Standard histological paraformaldehyde fixation, paraffin embedding, and histological staining were performed. Briefly, the skin biopsy samples were fixed in 4% paraformaldehyde for 24 h and then embedded in paraffin. Sections of the skin (5 μm) were stained with H&E or toluidine blue to monitor the histological changes in the skin and recruitment of mast cells and eosinophils, respectively. All stained slides were scanned using a Hamamatsu digital slide scanner (Hamamatsu, Japan) and images were obtained using the Hamamatsu NonoZoomer Digital Pathology solution. The number of infiltrated mast cells and eosinophils in dermis, and epidermis thickness of randomly selected areas of each animal were measured by the same histologists, who were blinded to the groups. Measurement of infiltrated mast cell number was conducted using the toluidine blue-stained section and measurement of eosinophil number was conducted using the H&E-stained section.

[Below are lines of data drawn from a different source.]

PR #275, opened 2018-03-06
Set DEFAULT_SEARCH_COUNT to match current API value

awh:


dvdplm:
While I agree that we should try to stay close to the API defaults I'm not sure I think it's worth breaking users' code that happen to rely on our current default of 100. Other than consistency, what is the reason for this change?

awh:
> what is the reason for this change?

The method that builds the query (`_search` in `search.go`) elides any search parameters that match the default:

```
 99     if params.Count != DEFAULT_SEARCH_COUNT {
100         values.Add("count", strconv.Itoa(params.Count))
101     }
```

As a consequence if you specify search parameters `slack.SearchParameters{Count:100}` it doesn't pass a `count=` value to the Slack API at all, and the documented default of 20 is assumed by them instead. Presumably this has been broken for anyone specifying a count of 100 since Slack changed the default!

Perhaps a better fix would be to just remove the parameter elision from `_search` entirely, and then you don't have to worry about keeping up with changes to the API defaults in future.

dvdplm:
I see what you mean now. It looks like the whole of `_search` is broken in the same way: if you pass in a value that is the same as the default then the parameter is skipped and not sent along to Slack at all. Anywhere our defaults differ from Slacks, we have a bug.
If we fix `_search` by adding all `params` to `values` then we send out a bigger payload than we need to, but on the other hand it's annoying to have to keep our defaults perfectly in sync with Slacks. I think I prefer sending more data. Something like:

```golang
	values := url.Values{
		"token": {api.token},
		"query": {query},
		"sort": {params.Sort},
		"sortDirection": {params.SortDirection},
		…
		"page": {strconv.Itoa(params.Page)}
	}

	response = &searchResponseFull{}
	err := post(ctx, api.httpclient, path, values, response, api.debug)
	…
```

What do you think?

james-lawrence:
I'm pretty indifferent on the path we take here, both are fine to me as they both will result in consistent behaviour. willing to accept this PR or a PR that always sends the values.

james-lawrence:
@awh I'll leave the decision to you for now, if you want this PR merged, or are willing to do the change to always send the parameters, just let us know.

PR #276, opened 2018-03-06
Parse attachments returned during message search

awh:


dvdplm:
Looks like this adds the `attachments` field, correct? Do you mind linking to the Slack docs? I looked over https://api.slack.com/methods/search.messages but could not see it there. Thanks!

awh:
It's not documented on that page, but then I don't think the given example is supposed to be exhaustive (it's captioned 'Typical success response'). The API is certainly returning it though, and the thing I need is inside that field, hence the PR :smile: 

The only thing I can point to is that https://api.slack.com/methods/search.messages says "The matching items are returned as hashes containing contextual messages." and https://api.slack.com/docs/message-attachments#attachment_structure says "Messages can have zero or more attachments, defined as an array."

dvdplm:
Fair enough, you've convinced me. The Slack docs can be frustrating at times, thank you for the links/additional details! :)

4.12. Statistical Analysis

All data are presented as the mean ± standard deviation (SD) of at least three independent experiments. The statistical significance of the differences observed between groups was assessed by a non-parametric Kruskal–Wallis test. All statistical analyses were performed using the SPSS Statistics 27.0 software (SPSS, Inc., Chicago, IL, USA). * p < 0.05 was considered statistically significant compared with only the NOR group. # p < 0.05 were considered statistically significant compared with only the AD group.

5. Conclusions

In the present study, we demonstrated that LMW-AV extract from H. discus hannai significantly ameliorates clinical AD symptoms. These effects were determined to be mediated via the inhibition of mRNA expression of Th2-related chemokines and cytokines in AD-like skin lesions. These consistent results suggest that LMW-AV should be considered a promising candidate for AD treatment. These consistent results suggest that LMW-AV has great potential as a promising agent for the treatment of AD with minimal side effects.